Anne-Sophie Bertrand

Pentatone classics PTC 5187 497

1 CD • 78min • 2025

08.04.20268 8 8

Die Auseinandersetzung mit der Musik von Komponistinnen hat in den letzten Jahren zum Glück stark zugenommen. Die Harfenistin Anne-Sophie Bertrand widmet sich auf ihrer neuen CD „Amalie’s Cosmos“ jedoch einem ganz anderen Frauentyp. Denn hier handelt es sich nicht um eine Komponistin, sondern Amalie Beer gehörte zu den wichtigsten Frauen des 18. und 19. Jahrhunderts in Berlin, hatte sie dort doch einen bedeutenden Salon.

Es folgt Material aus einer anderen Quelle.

PR #1524, opened 2024-11-13
fix: replace dandi-api link with dandi-archive

asmacdo:
dandi-api does forward to dandi-archive, but still nice to have correct


yarikoptic:
Thank you!

PR #1532, opened 2024-11-20
add one photon to metadata dict

bendichter:
OnePhotonSeries is a newer data type, which is why it was not included in the original list


yarikoptic:
thank you!

PR #1536, opened 2024-11-23
Do fail (raise Exception, CLI has non-0 exit) download if any of downloads fail

yarikoptic:
Sits on top of #1535 

- [x] ensure that CLI experience is ok and we do get non-0 exit
- [x] fixup tests

### DIFF
--- a/dandi/download.py
+++ b/dandi/download.py
@@ -153,6 +153,13 @@ def download(
 
     gen_ = (r for dl in downloaders for r in dl.download_generator())
 
+    errors = []
+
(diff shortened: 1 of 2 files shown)


kabilar:
Thanks @yarikoptic.  I am not sure that I am the best person to review these changes since I am not too familiar with this codebase.  I will request a review from @jwodder.

yarikoptic:
John wouldn't be able to review until Wed or may be even later... to not delay -- let's just proceed, I am feeling it should be ok.

PR #1539, opened 2024-11-25
Ignore some type-checking errors under Python 3.13

jwodder:


yarikoptic:
could you please add a comment on why it is needed -- what are we overriding?

jwodder:
@yarikoptic Comment added.

PR #1543, opened 2024-11-27
Test dev-deps against latest supported by us version of Python (3.12 ATM)

yarikoptic:


yarikoptic:
relevant CI run is green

In den Salons trafen sich unter anderem Künstler, Gelehrte, aber auch Interessierte. Somit boten sie eine wichtige Möglichkeit des Austausches in einem kleinen Rahmen: Hier konnten Kompositionen ausprobiert werden, bevor sie der großen Öffentlichkeit präsentiert wurden. In der Semi-Öffentlichkeit des Salons konnten auch Frauen auftreten – in einer Zeit, in der dies noch nicht selbstverständlich war. Gastgeberinnen der Salons waren in der Regel Frauen, die ein besonderes Händchen dafür hatten oder bis heute haben, ein Netzwerk aufzubauen und Menschen unterschiedlicher Couleur zusammenzubringen.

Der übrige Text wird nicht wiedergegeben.